- Exercise prompt
Look through the listing below, and wherever a line has the string "ensureOpen", pull it out.
##### Supplied data
PR #1701, opened 2023-10-25
chore: log warning if both tracesSampleRate and tracesSampler are set

### LINKED ISSUE #981: Notifiy user of invalid trace rate setting
Performance tracing doesn't work if both the tracesSampler and the traceSampler rate is set. There should be some sort of error when the user does it.

This enlightenment come out of a recent discussion on Discord.

buenaflor:
## :scroll: Description
In Dart if both `tracesSampleRate` and `tracesSampler` are set, `tracesSampler` takes precedence and is used.

This is also [documented here](https://docs.sentry.io/platforms/flutter/performance/?original_referrer=https%3A%2F%2Fsentry.io%2F)

Closes #981

Manual testing

## :pencil: Checklist

- [ ] All tests passing
- [ ] No breaking changes


stefanosiano (changes requested):
from the [traces sampler docs](https://docs.sentry.io/platforms/flutter/performance/?original_referrer=https%3A%2F%2Fsentry.io%2F#configure):
`// return a number between 0 and 1 or null (to fallback to configured value)`
I think it's enough to update the log saying that the sampler will then fallback to the sample rate if it returns null

buenaflor:
@stefanosiano do you mean adding an additional log? I don't think those are mutually exclusive, I think it would be useful to have both logged - in case tracesSampler and traceSampleRate are both set and the other case if tracesSampler returns null

dart/lib/src/sentry_traces_sampler.dart
```diff
@@ -14,7 +14,12 @@ class SentryTracesSampler {
   SentryTracesSampler(
     this._options, {
     Random? random,
-  }) : _random = random ?? Random();
+  }) : _random = random ?? Random() {
+    if (_options.tracesSampler != null && _options.tracesSampleRate != null) {
+      _options.logger(SentryLevel.warning,
+          'Both tracesSampler and sampleRate are set - only tracesSampler will be used.');
```
stefanosiano: @buenaflor i mean changing this log that you just added with something like:
`Both tracesSampler and sampleRate are set. TracesSampler will take precedence and fallback to sampleRate when it returns null.`

buenaflor: I see, makes sense

stefanosiano (approved):

PR #1709, opened 2023-11-02
feat: drift apm

### LINKED ISSUE #1566: Support for `drift` APM/crumbs
### Description

https://github.com/simolus3/drift
https://docs.flutter.dev/packages-and-plugins/happy-paths/recommended#background-processing-

buenaflor:
## :scroll: Description

Adds APM integration for [drift](https://pub.dev/packages/drift).

Closes #1566 

Test suite
Manual testing

## :pencil: Checklist

- [ ] All tests passing
- [x] No breaking changes

## :crystal_ball: Next steps
Release and docs


buenaflor:
should be good to go for a review now, the ci package analysis is failing but that's normal for now until we make the first release for the integration

dart/lib/src/sentry_trace_origins.dart
```diff
@@ -18,4 +18,7 @@ class SentryTraceOrigins {
       'auto.db.sqflite.database_executor';
   static const autoDbSqfliteDatabaseFactory =
       'auto.db.sqflite.database_factory';
+  static const autoDbDriftQueryExecutor = 'auto.db.drift.database.executor';
```
denrase: Shouldn't the value be named `auto.db.drift.query.executor`? Like it's below for `transaction.executor`?

dart/lib/src/sentry_tracer.dart
```diff
@@ -134,6 +134,7 @@ class SentryTracer extends ISentrySpan {
       // remove from scope
       await _hub.configureScope((scope) {
         if (scope.span == this) {
+          print('removing span from scope');
```
denrase: Guess this is debug code we can remove?

drift/README.md
```diff
@@ -0,0 +1,73 @@
...
+      options.dsn = dsn;
+      options.tracesSampleRate = 1.0;
+      options.debug = true;
+    },
+    appRunner: runApp, // Init your App.
+  );
+}
+
+Future<void> runApp() async {
+  final tr =
```
denrase, line 43: Should we introduce a helper method to start up the main span around the db? Like we do for `sqflite` with `openDatabaseWithSentry`?

drift/README.md
```diff
@@ -0,0 +1,73 @@
...
+      Sentry.startTransaction('drift', 'op', bindToScope: true);
+  final executor = SentryQueryExecutor(
+    () => NativeDatabase.memory(),
+    databaseName: 'my_db_name',
+  );
+  final db = AppDatabase(executor);
+
+  await db.into(db.todoItems).insert(
+        TodoItemsCompanion.insert(
```
denrase, line 52: This example won't compile out of the box, right? As the definition for `TodoItem` is not part of it. I'm not sure if this is needed though here and would just bloat the code where we just need to show where the Sentry hook is.

denrase: Ignore, it's in a sep. file.

drift/example/example.dart
```diff
@@ -0,0 +1,44 @@
...
+      options.dsn = dsn;
+      options.tracesSampleRate = 1.0;
+      options.debug = true;
+    },
+    appRunner: runApp, // Init your App.
+  );
+}
+
+Future<void> runApp() async {
+  final tr = Sentry.startTransaction('drift', 'op', bindToScope: true);
```
denrase, line 24: Continuing from above. If it makes sense to provide the main span with a helper, we can also set the origin on it, does that make sense?

drift/lib/src/sentry_query_executor.dart
```diff
@@ -0,0 +1,170 @@
...
+  // ignore: public_member_api_docs
+  static const dbOp = 'db';
+
+  @internal
+  // ignore: public_member_api_docs
+  static const dbSystemKey = 'db.system';
+
+  @internal
+  // ignore: public_member_api_docs
+  static const dbSystem = 'sqlite';
```
denrase, line 44: Does drift use `sqlite` under the hood? Otherwise, we had this discussion in the other PR where we named this value `flutter_hive`, does it make sense here to go with the same naming?

drift/lib/src/sentry_span_helper.dart
```diff
@@ -0,0 +1,151 @@
...
+    }
+  }
+
+  /// This span is used for the database transaction.
+  @internal
+  ISentrySpan? transactionSpan;
+
+  /// @nodoc
+  @internal
+  T beginTransaction<T>(
```
denrase, line 74: This method shares most of the code with `asyncWrapInSpan`. Maybe we can do some reuse/unification.

drift/lib/src/sentry_transaction_executor.dart
```diff
@@ -0,0 +1,102 @@
...
+      return await _executor.send();
+    });
+  }
+
+  @override
+  SqlDialect get dialect => _executor.dialect;
+
+  @override
+  Future<bool> ensureOpen(QueryExecutorUser user) {
+    return _executor.ensureOpen(user);
```
denrase: No wrap here as well as the remaining methods in this class?

drift/lib/src/sentry_transaction_executor.dart
```diff
@@ -0,0 +1,102 @@
...
+  );
+
+  final String? _dbName;
+
+  /// @nodoc
+  SentryTransactionExecutor(this._executor, Hub hub, {@internal String? dbName})
+      : _hub = hub,
+        _dbName = dbName {
+    _spanHelper.setHub(_hub);
+    beginTransaction();
```
denrase: Calling the constructor is supposed to call `beginTransaction`? Isn't this behaviour we are changing?

denrase (changes requested):
Looking good, mostly questions/suggestions.

- [x] Should we also add sample code to the `flutter/example` app so we & users can easily test the package and check out the created spans on `sentry.io`?

buenaflor:
@denrase 

>  Should we also add sample code to the flutter/example app so we & users can easily test the package and check out the created spans on sentry.io?

Yes, definitely

dart/lib/src/sentry_tracer.dart
buenaflor: maybe I'm remembering wrong but don't we have anything in place that would flag stuff like this?

drift/lib/src/sentry_query_executor.dart
buenaflor: yup, https://drift.simonbinder.eu/faq/#can-i-view-a-drift-database

since drift itself is not a database but uses sqlite under the hood, I think sqlite should be alright, we also use sqlite for sqflite.

drift/lib/src/sentry_span_helper.dart
buenaflor: tbh, since hive also uses the same approach, it might make sense to unify that altogether, what do you think?

drift/lib/src/sentry_transaction_executor.dart
buenaflor: Hm, yeah it's not ideal. good catch

drift/lib/src/sentry_span_helper.dart
buenaflor: maybe not now but at least as soon as we have merged these

dart/lib/src/sentry_trace_origins.dart
buenaflor: true

drift/README.md
buenaflor: afaik sqflite also doesn't work without a transacstion to connect to. `openDatabaseWithSentry` should only be the open span

drift/lib/src/sentry_transaction_executor.dart
buenaflor: hm, yes there should be, thx

kuhnroyal:
@buenaflor Are you aware of the drift `QueryInterceptor` which will be added in the next drift version? https://654abec513b45231d6041540--moor.netlify.app/docs/examples/tracing/

buenaflor:
@kuhnroyal I've been talking with Simon (maintainer of drift) about this Sentry integration and he was the one who recommended the approach for this implementation and it looks like he's decided to add an interceptor for cases like these after.

buenaflor:
image

Created spans from the flutter example

denrase (approved):
LGTM 👍

.craft.yml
##########
- Response box
+  Future<bool> ensureOpen(QueryExecutorUser user) {
+    return _executor.ensureOpen(user);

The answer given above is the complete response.